What makes this feature exciting is the
opportunity to bring some form of high availability to virtual servers
regardless of what operating system or application software is running
inside the virtual server. For example, you could have standalone
installations of Windows and SQL Server running on a virtual server,
neither of which are configured with any high-availability services, and
yet now protect SQL Server against unplanned physical server failure.
This technology isn’t a replacement for the
application-level resilience that traditional failover clustering
brings; we already saw that while the hypervisor might be successfully
running the virtual machine, Windows or SQL Server may have stopped.
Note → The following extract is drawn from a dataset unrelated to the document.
PR #4925, opened 2022-11-22
Rscript on macos fixes

JorisGoosen:
Rscript can be called during installing of pkgs, such as jfa. On macos however the Rscript executable has a builtin R_HOME and ignores whatever was set in the environment To be sure we use *our* Rscript we put the build-R first in PATH And because Rscript looks at RHOME envvar instead of R_HOME for some reason we have to set that as well...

However, this feature can provide an increased level of availability for
servers that may not justify the cost of failover clustering or
availability groups.
Host and Guest Clustering
To conclude this discussion of
virtualization’s high-availability benefits, this section explains how
the traditional Windows failover clustering instances we’re used to
using fit in with it. Host clustering is Microsoft’s term for
implementing the virtual server high availability covered in the
previous section; that is, should a physical host server fail, it will
re-start the virtual servers that were running on it on another physical
host server. It does this by using the Windows Failover Clustering
services running on the physical host servers to detect failure
situations and control the re-starting of the virtual servers.
Guest clustering is where Windows Failover
Clustering is deployed within a virtual server to protect a resource
such as an instance of SQL Server and any resource dependencies it might
have like an IP address and host name.
This is deployed in the same way a Windows
Failover Clustering would be in a physical server environment, but with
virtual rather than physical servers.
Support from Microsoft for clustering SQL Server
in this manner has been available for some time now, but adoption had
been slow as the range of storage options that could be used was small.
Today however, there are many more types of storage that are supported,
including the SMB file share support in SQL Server 2012 and raw device
mappings by VMware, which is making the use of guest clustering much
more common.
Deploying SQL Server with Virtualization’s High-Availability Features
When SQL Server is deployed in virtual
environments, trying to increase its availability by using some of the
features described becomes very tempting. In my experience, every
virtualization administrator wants to use online migration features, and
quite rightly so. Having the flexibility to move virtual servers
between host servers is often an operational necessity, so any concerns
you may have about SQL Server’s reaction to being transparently
relocated should be tested in order to gain confidence in the process.
You might find that you agree to perform the task only at quiet periods,
or you might feel safe with the process irrespective of the workload.
Likewise, the virtualization administrator is also
likely to want to use the vendor’s high-availability feature so that in
the event of a physical host server failure, the virtual servers are
automatically restarted elsewhere. This is where you need to carefully
consider your approach, if any, to making a specific instance of SQL
Server highly available. My advice is not to mix the different
high-availability technologies available at each layer of the technology
stack. This is because when a failure occurs, you only want a single
end-to-end process to react to it; the last thing you want is for two
different technologies, such as VMware’s HA feature and Windows Failover
Clustering to respond to the same issue at the same time.